Would you restate the entries below exactly, keeping every line?

*** DATA TO USE Section Begins ***

PR #949, opened 2021-08-06
Update features.md to clarify semantics of `@@` operator

danwt:
The fact that `f@@g` prefers `f` to `g` is very unlike similar operators in other languages, and can be a cause of headaches for beginners.


shonfeder (approved):
I find this clarification very helpful!

PR #966, opened 2021-08-28
LetPoly2: inlining polymorphic operators

### LINKED ISSUE #953: [FEATURE] Fix operator inlining to support polymorphism
Following #864, #869, and #952, we have to fix operator inlining, to correctly instantiate type variables at call sites. The type checker is now computing polymorphic types for user-defined operators, see #952.

konnov:
Closes #953: This PR fixes operator inlining of polymorphic operators. When a call to a polymorphic operator is replaced with the operator's body, we now do type unification and apply the substitution to the operator body. This happens in `InlinerOfUserOper`. Although the idea is quite simple, I had to fix several tests that previously worked with untyped IR. Additionally, this fix has uncovered a few bugs in the tests and preprocessing.


tla-pp/src/main/scala/at/forsyte/apalache/tla/pp/TypeSubstitutor.scala
```diff
@@ -0,0 +1,52 @@
...
+        if (newArgs.map(_.ID) != args.map(_.ID)) {
+          // Introduce a new operator only if the arguments have changed.
+          // Otherwise, we would introduce lots of redundant chains in ChangeListener.
+          tracker.hold(oper, OperEx(op, newArgs: _*)(oper.typeTag)) // fixes #41
+        } else {
+          oper
+        }
+
+      val reducedType = sub.subRec(oper.typeTag.asTlaType1())
+      newOper.withTag(Typed(reducedType))
```
Kukovec, line 40: Like in the line above, this also often introduces chains in ChangeListener, whenever `sub(x) = x`. You might want to consider a post-check on whether the substitution is trivial. Same for other `case` branches.

Kukovec (approved):
LGTM

tla-pp/src/main/scala/at/forsyte/apalache/tla/pp/TypeSubstitutor.scala
konnov: Good point. Fixed.

PR #971, opened 2021-08-31
Fix location of example files in record-set idiom

shonfeder:
Followup to #938

I think the writeup was moved from HOWTO into the idioms, but the example files
were left behind.

-------


konnov (approved):
Thanks for the fix!

PR #989, opened 2021-09-16
closes #985: do not skolemize let-definitions that are used as values

### LINKED ISSUE #985: [BUG] Unsound skolemization
A piece of spec that triggers an error. An MWE follows later:

```tla
  LET fail ==
     \/ ~IsValidCtrSpec(cspec) 
     \/ \E cs \in contractSpecs: cs.id = cspec.id
  IN
  /\ tx_fail' = (tx_fail \/ fail)
```

We should not skolemize `cs` in `fail`, but we do.

konnov:
Closes #985: do not skolemize let-definitions that are used as values. The solution to introduce two versions of let-definitions: one that is skolemized and another that is not skolemized. The downside is that we have redundant definitions. We will have to introduce another pass that removes unused let-definitions.

### DIFF
--- a/UNRELEASED.md
+++ b/UNRELEASED.md
@@ -12,4 +12,5 @@
      DO NOT LEAVE A BLANK LINE BELOW THIS PREAMBLE -->
 ### Bug fixes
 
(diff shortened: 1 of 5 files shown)


Kukovec (approved):
LGTM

*** DATA TO USE Section Ends ***

ANSWER SPACE:
PR #949, opened 2021-08-06
Update features.md to clarify semantics of `@@` operator

danwt:
The fact that `f@@g` prefers `f` to `g` is very unlike similar operators in other languages, and can be a cause of headaches for beginners.


shonfeder (approved):
I find this clarification very helpful!

PR #966, opened 2021-08-28
LetPoly2: inlining polymorphic operators

### LINKED ISSUE #953: [FEATURE] Fix operator inlining to support polymorphism
Following #864, #869, and #952, we have to fix operator inlining, to correctly instantiate type variables at call sites. The type checker is now computing polymorphic types for user-defined operators, see #952.

konnov:
Closes #953: This PR fixes operator inlining of polymorphic operators. When a call to a polymorphic operator is replaced with the operator's body, we now do type unification and apply the substitution to the operator body. This happens in `InlinerOfUserOper`. Although the idea is quite simple, I had to fix several tests that previously worked with untyped IR. Additionally, this fix has uncovered a few bugs in the tests and preprocessing.


tla-pp/src/main/scala/at/forsyte/apalache/tla/pp/TypeSubstitutor.scala
```diff
@@ -0,0 +1,52 @@
...
+        if (newArgs.map(_.ID) != args.map(_.ID)) {
+          // Introduce a new operator only if the arguments have changed.
+          // Otherwise, we would introduce lots of redundant chains in ChangeListener.
+          tracker.hold(oper, OperEx(op, newArgs: _*)(oper.typeTag)) // fixes #41
+        } else {
+          oper
+        }
+
+      val reducedType = sub.subRec(oper.typeTag.asTlaType1())
+      newOper.withTag(Typed(reducedType))
```
Kukovec, line 40: Like in the line above, this also often introduces chains in ChangeListener, whenever `sub(x) = x`. You might want to consider a post-check on whether the substitution is trivial. Same for other `case` branches.

Kukovec (approved):
LGTM

tla-pp/src/main/scala/at/forsyte/apalache/tla/pp/TypeSubstitutor.scala
konnov: Good point. Fixed.

PR #971, opened 2021-08-31
Fix location of example files in record-set idiom

shonfeder:
Followup to #938

I think the writeup was moved from HOWTO into the idioms, but the example files
were left behind.

-------


konnov (approved):
Thanks for the fix!

PR #989, opened 2021-09-16
closes #985: do not skolemize let-definitions that are used as values

### LINKED ISSUE #985: [BUG] Unsound skolemization
A piece of spec that triggers an error. An MWE follows later:

```tla
  LET fail ==
     \/ ~IsValidCtrSpec(cspec) 
     \/ \E cs \in contractSpecs: cs.id = cspec.id
  IN
  /\ tx_fail' = (tx_fail \/ fail)
```

We should not skolemize `cs` in `fail`, but we do.

konnov:
Closes #985: do not skolemize let-definitions that are used as values. The solution to introduce two versions of let-definitions: one that is skolemized and another that is not skolemized. The downside is that we have redundant definitions. We will have to introduce another pass that removes unused let-definitions.

### DIFF
--- a/UNRELEASED.md
+++ b/UNRELEASED.md
@@ -12,4 +12,5 @@
      DO NOT LEAVE A BLANK LINE BELOW THIS PREAMBLE -->
 ### Bug fixes
 
(diff shortened: 1 of 5 files shown)


Kukovec (approved):
LGTM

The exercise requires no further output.